Rinnet didn't recognize the animals up here other than the brushbirds, and they weren't all that edible. And besides, she didn't have time to hunt. Every waking minute she spent heading south. She'd already be slower if she kept one horse — it would get tired, and she couldn't replace it.

When she finally did stop for food, she kept the hood of her cloak up, even though there hadn't been rain for days. She went into the first shop she saw and kept her head down as much as possible.

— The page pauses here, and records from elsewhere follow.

Issue #2773, opened 2023-06-21
[Analyzer] Configuration - Backend


xoscar:
As part of the configuration changes, we need to allow users to update different sections of the analyzer, which include:
- Plugin enabled/disabled status
- Rule error levels
- Rule weights for score calculation

As well as to use the configurations when executing the analyzer step for each of the test runs

#### Acceptance Criteria
**AC1**
As a user configuring the analyzer
I should be able to configure which plugins I want to enable for my test runs

**AC2**
As a user configuring the analyzer
I should be able to set the critical level for each of the rules within a plugin
and the options should be `error`, `warning`, `skipped`

**AC3**
As a user configuring the analyzer
I should be able to set the weight for each of the rules within a plugin
Having the sum of the weights to be 100%

**AC4**
As a user executing a test run
And I see the analyzer results
I should only see the results from the plugins I have enabled

**AC5**
As a user executing a test run
And I see the analyzer results
The global score should be calculated based on the enabled plugins and the rules with `error` or `warning` critical levels

**AC6**
As a user executing a test run
And I see the analyzer results
I should see the critical level result for each of the rules based on the config

```[tasklist]
### Tasks
- [ ] Update OpenAPI specs to reflect the new contract
- [ ] Update Analyzer resource to support the new configuration
- [ ] Update Analyzer result model to persist the new list of fields
- [ ] Implement Runner changes to use the new configuration values
```

PR #2842, opened 2023-06-30
feature(backend): Enabling Analyzer Configuration

xoscar:
This PR updates the architecture for plugins and rules, keeping configuring plugins more straightforward and flexible.

## Changes

- Decouples rules from plugins and allows for a configuration-based setup
- Moves the `linter` out of the `models` to the `linter` directory
- Updates plugins and rules interfaces to support an analyzer configuration
- Moves metadata away from linter execution, leaving it to be config only
- Enables configuration for `error level` and `weight` for rules

## Fixes

- #2773 

## Checklist

- [x] tested locally
- [ ] added new dependencies
- [ ] updated the docs
- [ ] added a test

Analyzer Arch Changes
https://www.loom.com/share/03e95872d383496aa81591be9d772123

Features & bug fixes
https://www.loom.com/share/0517b986f19941f3b41c5187d2344500


server/executor/linter_runner.go
```diff
@@ -100,12 +100,11 @@ func (e *defaultlinterRunner) startWorker() {
 func (e *defaultlinterRunner) onRequest(request LinterRequest) {
 	ctx := request.Context()
 	lintResource := e.analyzerGetter.GetDefault(ctx)
-	linter := linter.NewLinter(lintResource, linter.AvailablePlugins...)
 
-	shouldSkip, reason := linter.ShouldSkip()
+	shouldSkip := lintResource.ShouldSkip()
```
xoscar, line 104: The analyzer resource should make the decisions of running or not the linter as it contains the configuration

server/linter/analyzer/analyzer_entities.go
```diff
@@ -28,9 +30,25 @@ type (
...
+		Id      string       `json:"id"`
+		Enabled bool         `json:"enabled"`
+		Rules   []LinterRule `json:"rules"`
+
+		// internal fields
+		Name        string `json:"-"`
+		Description string `json:"-"`
+	}
+
+	LinterRule struct {
```
xoscar, line 42: This a new block, allowing users to configure rules

server/linter/analyzer/analyzer_entities.go
```diff
@@ -40,18 +58,130 @@ func (l Linter) Validate() error {
 	}
 
 	for _, p := range l.Plugins {
-		if p.Name == "" {
-			return fmt.Errorf("plugin name cannot be empty")
+		plugin, ok := findPlugin(p.Id, DefaultPlugins)
```
xoscar, line 61: Validates that the plugins and rules coming from the new resource instance match what we have in the system, this should be more flexible in the future when we implement custom analyzer profiles

server/linter/analyzer/analyzer_entities.go
```diff
@@ -40,18 +58,130 @@ func (l Linter) Validate() error {
...
+	}
+
+	return plugins
+}
+
+func (l Linter) ShouldSkip() bool {
+	return !l.Enabled
+}
+
+func (l Linter) WithMetadata() (Linter, error) {
```
xoscar, line 142: Combines the analyzer configuration (Database, CLI, FE) with the metadata stored within the repo, as it is not available for users to update (today)

server/linter/analyzer/analyzer_metadata.go
```diff
@@ -0,0 +1,139 @@
+package analyzer
+
+var (
+	// plugins
+	StandardsId = "standards"
```
xoscar, line 5: Names, ids, descriptions, etc

server/linter/linter.go
```diff
@@ -2,107 +2,81 @@ package linter
...
 	"github.com/kubeshop/tracetest/server/model"
 )
 
 var (
-	AvailablePlugins = []model.Plugin{
-		linter_plugin_standards.NewStandardsPlugin(),
-		linter_plugin_security.NewSecurityPlugin(),
-		linter_plugin_common.NewCommonPlugin(),
-	}
+	commonPlugin = plugins.NewPlugin(
```
xoscar, line 13: Static registration of the linter configuration, we do not have much flexibility today, but in the future, the linter runner could generate a dynamic plugin registry with custom rules and plugins defined by user profile, test or test run levels

server/linter/plugins/plugins_entities.go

The shopkeeper didn't seem to notice or care. He eyed her heavy cloak as she came up to the counter and clicked his tongue. "Coming from up north, eh?"

Rinnet nodded.

"Weather bad up there?"

Another silent nod, eyes to the floor.

The shopkeeper didn't take the hint. "Been up there myself when we all conquered Hatawa. Thought I might want to move up there, take advantage of the new land." He blew out a puff of air and shook his head. "Rained the whole time. Cold, damp, miserable. The Guardsmen up there are a real lot, too. Is it always like that?"

Rinnet ran her tongue over the backs of her teeth. "I'm not from there," she said.

"With a coat like that?"

Rinnet shrugged.

The shopkeeper shrugged back. "Lucky enough. Can't imagine why the queen wanted that soggy plot in the first place, though." He took a moment to hold up the palsa fruit Rinnet had placed on the counter and puffed again. "You like this stuff? I don't take the chance myself. I hear the poison from it can kill a person, even just as much as can coat the point of a needle."